Sometimes I just have to admit it: I would dearly love to hear a committee discuss a picture book where the medium is photography.

Sometimes I just have to admit it: I would dearly love to hear a committee discuss a picture book where the medium is photography. When I served on the Coretta Scott King Committee, we honored the photography of Charles Smith in
My People and that was the first time photography had been honored in the illustrator category. It was then that I realized how rare it is for photography to get any respect. When
Step Gently Out arrived at my house, I tucked it aside and waited.
I waited to read it to my
test subjects second graders until a few days ago. I like to see their reactions to a book when it is brand-spanking-new to them. Now that they are starting to understand the criteria and parts of a book, it's interesting to note their first reactions. Though this is a very simple book, filled with easy-to-decode words and rhythm and rhyme, it was the images that captured them.
When I slipped off the cover, they noticed the yellow-green cover with a single solitary ant embossed on it. "Ooohh," commented a boy. I moved on to the endpages--my habit is to show both the opening and the closing endpapers before we start. Someone said, "Sun to night. This better start in the morning and end at night!" (Hell hath no fury like a second-grade critic.) Once the initial expectations were out the way, I read the book. They were captivated, not even breaking the spell for the "I caught fireflies on the beach" sharing that is so common. Afterwards, I asked them to try to figure out why I thought this book might be discussed by the Caldecott Committee.
Here is what they said:
--I like how you really just look at the bugs. The other stuff in the picture is soft but you just want to look at the bug.
--It did go from morning to night. (and then...)
--But, it said "morning dew" at the end. I wonder if the endpages are showing the sun coming up? (much discussion on this point)
--I like the "fact pages" at the end and I liked that the pictures were there again.
--The bugs were really really close. I don't know how he did that. (much discussion on how hard it is to get a clear picture of something little and close up)

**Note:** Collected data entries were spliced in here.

PR #1542, opened 2018-03-29
Refactor active_sites

dannyroberts:
A crazy amount of repetitive code was involved in declaring for each envs which sites to install, even though most of it is totally predictable. (Check number of lines added/removed!) Refactored to use logic instead, and specify any remaining sites in a simple list called `special_sites` that's empty by default.

I also changed it to systematically _uninstall_ files for all sites with the exceptions of those that go through `custom_sites.yml`.

While this is mostly a refactor, I did make some changes when I noticed envs were signed up for sites they shouldn't actually be getting, etc. Hopefully that's pretty clear in each commit.

Tested in check mode on a production, staging, swiss, and icds


ansible/deploy_proxy.yml
```diff
@@ -70,7 +102,7 @@
         hosts_group: "{{ 'riakcs_new' if 'BLOB_DB_MIGRATING_FROM_S3_TO_S3' in localsettings else 'riakcs' }}"
         riakcs_proxy_port: "{{ temp_riakcs_proxy_port }}"
         site_config: {name: riakcs, vars_file: riakcs}
-      when: "active_sites.riakcs == True
+      when: "groups.get('riakcs')
```
snopoke: should this not also mimic the `riakcs site` task above and use `set_site_present`?

ansible/deploy_proxy.yml
```diff
@@ -96,7 +128,7 @@
         tasks_from: custom_site
```
snopoke: Seems like we could get rid of this task file since it's just duplicating work done elsewhere. I know I created that file (https://github.com/dimagi/commcare-cloud/commit/b2c3b5a458c4e0aa3492ad93e0779afbeb356336) but I don't see why we can't treat them the same as the other `special_sites`.

I think it was like this because they use a separate inventory group but I don't see the necessity for that.

ansible/deploy_proxy.yml
```diff
@@ -96,7 +128,7 @@
...
       vars:
         site_config: {name: cas_ssl, vars_file: cas_ssl}
-      when: active_sites.cas_ssl == True
+      when: "'cas_ssl' in special_sites"
```
emord: How different are these from one another?

dannyroberts: I'm not sure I understand the question, so I'll answer a question I do understand, and maybe there'll be some overlap.

The impetus for the change from `active_sites` to `special_sites` was to (1) make sites whose presence could be logically determined not have to be declared and (2) to make the remaining sites declareable by simply mentioning their name in a list, rather than having to mention _all_ sites as dict keys with the value being either true or false. So

For example, for enikshay it goes from
```
active_sites:
  cchq_ssl: True
  cchq_www_redirect_secure: False
  cchq_http: True
  cchq_www_redirect_insecure: False
  cchq_http_j2me: True
  commtrack_ssl: False
  commtrack_http: False
  tableau: False
  icds_tableau: False
  wiki: False
  wiki_http: False
  motech: False
  motech2: False
  riakcs: True
  enikshay_ssl: True
```
to
```
special_sites:
  - enikshay_ssl
```
because `enikshay_ssl` is the only thing that was (2) `True` and (1) not automatically determinable.

ansible/deploy_proxy.yml
dannyroberts: Okay, it's good to hear that because I was scratching my head trying to understand why that needed a different task file. I think I'll address this in a followup PR, since each iteration on this stuff takes a bit of manual testing.

ansible/deploy_proxy.yml
dannyroberts: Ah! I think you're right. I originally decided that since I didn't understand the details behind this, I just wouldn't change the current behavior. However, I'm just noticing that the following task ("drop riak temp") has exactly the opposite logic (okay well, I think `groups.get('riakcs') and` should actually be `not groups.get('riakcs') or (...)`, in which case it _would_ be the exact opposite), so it's pretty clearly what's intended.

I'll switch this and the aforementioned following task to use `set_site_present` in a followup PR. Thanks for pointing out!

ansible/deploy_proxy.yml
dannyroberts: Offlined with @emord. To summarize:
- He left off half his question—the thing he was asking about what why we have `enikshay_ssl`, `cas_ssl`, and `pna_ssl` and why they can't share a single template (and have differences determined by variables)
- I looked at this question a little bit when doing this PR and determined they were different enough that refactoring them to share a template wasn't going to be the most straightforward thing to do and would require some individual focus
- Those files are for handling requests to "original" DNS names—so cas.commcarehq.org, etc. and my understanding is that each of these envs has a different relationship to its "original" dns name (for example, CAS still handles form submissions etc at that address, whereas maybe the other envs don't), so the template, if they did share one, would definitely have a fair bit of branching. (It's TBD in my head whether it would end up being cleaner in the end or not.)
- emord pointed out that enikshay's winding down soon and at that point there'd just be two anyway (which means either it matters less, or it's easier to refactor, or both)

That about summarizes our conversation, and it was confusing enough to me when I was looking at it earlier that I decided to document here as well.

PR #1543, opened 2018-03-29
Followup to #1542 PR feedback

dannyroberts:
Follow to https://github.com/dimagi/commcare-cloud/pull/1542.

- @millerdev just want to make sure you have a chance to review the logic in the commit touching riakcs—longer note in the commit comment
- @NitigyaS can you take a look at the commit removing swiss_ssl? More context in the commit comment


ansible/deploy_proxy.yml
```diff
@@ -125,48 +114,39 @@
...
-
-- name: SWISS Proxy
-  hosts: swiss_proxy
-  tasks:
-    - include_role:
-        name: nginx
-        tasks_from: custom_site
-      vars:
-        site_config: {name: swiss_ssl, vars_file: swiss_ssl}
-      when: "'swiss_ssl' in special_sites"
```
snopoke: is this site no needed at all?

ansible/deploy_proxy.yml
```diff
@@ -125,48 +114,39 @@
...
         name: nginx
-        tasks_from: custom_site
+        tasks_from: set_site_present
       vars:
+        site_present: "{{ 'cas_ssl' in special_sites }}"
         site_config: {name: cas_ssl, vars_file: cas_ssl}
-      when: "'cas_ssl' in special_sites"
 
 - name: Enikshay Proxy
   hosts: enikshay_proxy
```
snopoke: I still think that these can be incorporated into the `install other sites` task

dannyroberts: Just happened to see this and forget if I ever responded off-channel, but basically the thing that makes this not totally trivial is that these are run on hosts `enikshay_proxy`/`cas_proxy`/`pna_proxy` whereas the `install other sites` is  run on `hosts: proxy`. I didn't dig into it after noticing that; maybe there's enough of a system that this can be simplified and it just didn't happen to pop out at me.

snopoke: right that makes sense, thanks for the follow up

--I liked how it rhymed. (There was a good deal of talk about the words and they agreed that younger kids could read it too, though adults would have to read the "fact pages" to them. Until I read it aloud, I had not even considered it as a potential Geisel Award winner...now I do.)
Photography is a natural choice in many nonfiction books about nature. The reader can see every detail of the insects, the surrounding branches and the flower parts in these glorious full-bleed pages. The typeface, big and clear, will be easily read, and the type is artfully placed and never distracts the reader from the images. The poem tells a story of slowing down, looking carefully, and appreciating the natural world. The oversized insects allow the reader to imagine what it would be like to
be one. The flyleaf tells the reader that Rick Lieder is a photographer, painter and illustrator. And many of us know, from her previous books, that Helen Frost is one heckuva poet.
I hope the committee will step gently out of the box and consider this one.